Bir diğer yan etki ise bölgenin iltihaplanmasıdır. Bu iltihaplanmanın olmasının başlıca sebebi işlem sonrası bölgenin temizliğine dikkat etmemek olabilir. Bu sebeple doktorunuzun önerdiği ameliyat sonrası süreç dikkatle takip edilip bölgenin enfeksiyon kapması engellenmelidir.
Kıl dönmesi ameliyatı sonrası enfeksiyon oluştuğunda bölgede şişlik, kızarıklık, iltihap ve iltihap akıntısı, kötü koku ve yaranın açılması gözlemlenebilir. Şiddetli enfeksiyonlarda ateş ve halsizlik seyir eder.
Ameliyat sonrasında bu gibi belirtiler gözlemlendiğinde mutlaka doktorunuza bilgi vermeli ve sağlık kuruluşuna gitmelisiniz. Enfeksiyonun başlıca sebebi bölge temizliğine dikkat edilmemesi olsada kullanılan ekipmanlarında steril olduğundan emin olunmalıdır.
Kıl dönmesi ameliyatı kaç saat sürer yanıtı için ortalama 30 dakika ile 1 saat yanıtı verilebilir. Lokal anestezi aracılığı ile ameliyat yapılır. Bel bölgesinden uygulanan iğne 2-3 dakika içerisinde uyuşma sağlar.
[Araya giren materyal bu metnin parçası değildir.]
PR #865, opened 2022-02-24
fix: message when connecting to fleet nodes

kaiserd:
This PR fixes the message echoed when connecting to a fleet.
It used to say "No static peers configured [...]".
However, the corresponding branch will be executed regardless if static peers are configured or not.

This PR also adds an echo printing a message when connecting to static nodes, because a similiar messages is printed when connecting to nodes learned via other methods.

### DIFF
--- a/examples/v2/chat2.nim
+++ b/examples/v2/chat2.nim
@@ -378,13 +378,14 @@ proc processInput(rfd: AsyncFD, rng: ref BrHmacDrbgContext) {.async.} =
                   symKey: generateSymKey(conf.contentTopic))
 
   if conf.staticnodes.len > 0:
+    echo "Connecting to static peers..."
     await connectToNodes(chat, conf.staticnodes)
   
   var dnsDiscoveryUrl = none(string)
 
   if conf.fleet != Fleet.none:
     # Use DNS discovery to connect to selected fleet
-    echo "No static peers configured. Connecting to " & $conf.fleet & " fleet using DNS discovery..."
+    echo "Connecting to " & $conf.fleet & " fleet using DNS discovery..."
     
     if conf.fleet == Fleet.test:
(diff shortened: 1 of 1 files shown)


examples/v2/chat2.nim
```diff
@@ -378,13 +378,14 @@ proc processInput(rfd: AsyncFD, rng: ref BrHmacDrbgContext) {.async.} =
                   symKey: generateSymKey(conf.contentTopic))
 
   if conf.staticnodes.len > 0:
+    echo "Connecting to static peers..."
     await connectToNodes(chat, conf.staticnodes)
   
   var dnsDiscoveryUrl = none(string)
 
   if conf.fleet != Fleet.none:
```
staheri14, line 386: Shouldn't it be inside an `elif` to split the two execution branches?
```suggestion
  elif conf.fleet != Fleet.none:
```

staheri14 (commented):
Looks good! just left a comment.

examples/v2/chat2.nim
jm-clius: No strong opinion here, but I think it should be valid to have both static nodes and fleet option configured.

jm-clius (approved):
LGTM, thanks!

examples/v2/chat2.nim
kaiserd: @staheri14 I thought the same, but did not change the control flow to keep my change minimal. Imho, too, this behaviour would be more intuitive.
@jm-clius I agree, but it might also be counter-intuitive to connect to the fleet automatically when specifying static nodes.
For me, it would be more natural to have fleet=node as a default if I specify static node.
Also, no strong opinion on my side here.

kaiserd: On the other hand, It might be better to leave the control flow as is as some scripts might assume this logic...

jm-clius:
Going ahead and merging this. Any changes in logic can be addressed in future PRs. This is simply a log message change.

Anestezi yolu ile tamamlanan operasyonda, hastalıklı bölge kesilerek çıkarılır, bu kısa sürede tamamlanacak kolay bir işlemdir. Bireyin iyileşme süresi 6 ile 8 hafta arasıdır. Her ameliyat kadar riskleri bulunur ancak basit bir işlem olarak tanımlanabilir.
Sayfa içeriği sadece bilgilendirme amaçlıdır. Sayfa içeriğinde tedavi edici sağlık hizmetine yönelik bilgiler içeren ögelere yer verilmemiştir. Tanı ve tedavi için mutlaka hekiminize başvurunuz.